Import the DEC implementation and various helper functions from the DEC-keras repository.

In [2]:
sys.path.insert(0,'../DEC-keras/')

In [24]:
from DEC import DEC, cluster_acc

## Experiment 1

Load the mnist data set normalised as in the DEC paper.

In [8]:
from datasets import load_mnist

In [9]:
x, y = load_mnist()

MNIST samples (70000, 784)


Define some contants from the paper.

In [25]:
n_clusters = 10 # this is chosen based on prior knowledge of classes in the data set.
batch_size = 256
lr         = 0.01 # learning rate
momentum   = 0.9
tol        = 0.001 # tolerance - if clustering stops if less than this fraction of the data changes cluster on an interation

Define some constants for this implementation

In [28]:
maxiter         = 2e4
update_interval = 140
save_dir         = '../DEC-keras/results/dec'

In [11]:
# prepare the DEC model
dec = DEC(dims=[x.shape[-1], 500, 500, 2000, 10], n_clusters=n_clusters, batch_size=batch_size)

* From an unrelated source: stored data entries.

PR #265, opened 2016-03-30
modified: HTML/html_completions.py#L296

Saket-Komawar:
Removed the default "text/javascript" type from `<script>` tag in HTML/html_completions.py file.
As JavaScript is the default scripting Language in HTML.

### DIFF
--- a/HTML/html_completions.py
+++ b/HTML/html_completions.py
@@ -293,7 +293,7 @@ class HtmlTagCompletions(sublime_plugin.EventListener):
             ('meta\tTag', 'meta ${1:charset=\"utf-8\"}>'),
             ('param\tTag', 'param name=\"$1\" value=\"$2\">'),
             ('progress\tTag', 'progress value=\"$1\" max=\"$2\">'),
-            ('script\tTag', 'script type=\"${1:text/javascript}\">$0</script>'),
+            ('script\tTag', 'script>$1</script>'),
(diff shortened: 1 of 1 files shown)


FichteFoll:
Closes https://github.com/SublimeTextIssues/DefaultPackages/issues/185.

wbond:
I understand the desire to omit things that aren't required, however, this makes the completion useless for users who are using a different language. That is why I haven't merged it yet.

For these kinds of changes, I am tempted to leave them as-is since there it seems to be more of a personal preference.

FichteFoll:
>this makes the completion useless for users who are using a different language.

What kind of language are you thinking of? 

I also agree that this is a matter of preference however.

Saket-Komawar:
JavaScript in HTML files
--
Sent from myMail app for Android Thursday, 14 April 2016, 00:01pm +05:30 from FichteFoll < notifications@github.com> :

wbond:
I've seen it used for JS payloads (http://handlebarsjs.com) and run on the server (VBScript I think?).

wbond:
I've made a compromise between the two desirable positions on this.

The completion now includes a tab trigger `$2` to allow users to delete the entire `type=""` attribute. Use the completion, hit tab once, delete, hit tab again.

8cd729f3a6736b697a2d61e70f474a30ba15589f

Issue #273, opened 2016-04-08
[C/C++] Wrong scope for null character in single 


jfcherng:
```c
char a = '\0';
```

The scope of `\0` is currently `invalid.illegal.unknown-escape.c`.

I just tried that `'\0'`, `'\1'`, ... and `'\7'` can be compiled but `'\8'` and `'\9'` can not be compiled.
https://github.com/sublimehq/Packages/blob/480f61413bcc5db640c5680b924e523a5cec4718/C%2B%2B/C.sublime-syntax#L91
Change `[4-7]\d?` to `[0-7]\d?`?

wbond:
This is actually a bug with the regex engine (the previous match of `[0-3]\d{,2}` should match), and the fix will be part of the next dev build.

I have already run the greedy layer-wise pretraining so tell DEC where to find those. 

In [21]:
ae_weights = '../DEC-keras/ae_weights.h5'

In [22]:
dec.initialize_model(optimizer=SGD(lr=lr, momentum=momentum),
                     ae_weights=ae_weights,
                     x=x)

Display a summary of the model archietecture.

In [23]:
dec.model.summary()

_________________________________________________________________
Layer (type)                 Output Shape              Param #   
input (InputLayer)           (None, 784)               0         
_________________________________________________________________
encoder_0 (Dense)            (None, 500)               392500    
_________________________________________________________________
encoder_1 (Dense)            (None, 500)               250500    
_________________________________________________________________
encoder_2 (Dense)            (None, 2000)              1002000   
_________________________________________________________________
encoder_3 (Dense)            (None, 10)                20010     
_________________________________________________________________
clustering (ClusteringLayer) (None, 10)                100       
Total params: 1,665,110.0
Trainable params: 1,665,110.0
Non-trainable params: 0.0
____________________________________________________________

In [36]:
t0 = time()
y_pred = dec.clustering(x, y=y, tol=tol, maxiter=maxiter,
                        update_interval=update_interval, save_dir=save_dir)
print('acc:', cluster_acc(y, y_pred))
print('clustering time: ', (time() - t0))

Update interval 140
Save interval 1367.1875
Initializing cluster centers with k-means.
Iter 0 : Acc 0.87557 , nmi 0.8581 , ari 0.82627 ; loss= 0
saving model to: ../DEC-keras/results/dec//DEC_model_0.h5
Iter 140 : Acc 0.87553 , nmi 0.85805 , ari 0.82621 ; loss= 0.03464
delta_label  0.000542857142857 < tol  0.001
Reached tolerance threshold. Stopping training.
saving model to: ../DEC-keras/results/dec//DEC_model_final.h5
acc: 0.875528571429
clustering time:  69.14353013038635


The above gives our Unsupervised benchmark accuracy of 87.55% on the entire MNIST data set (70000 subjects).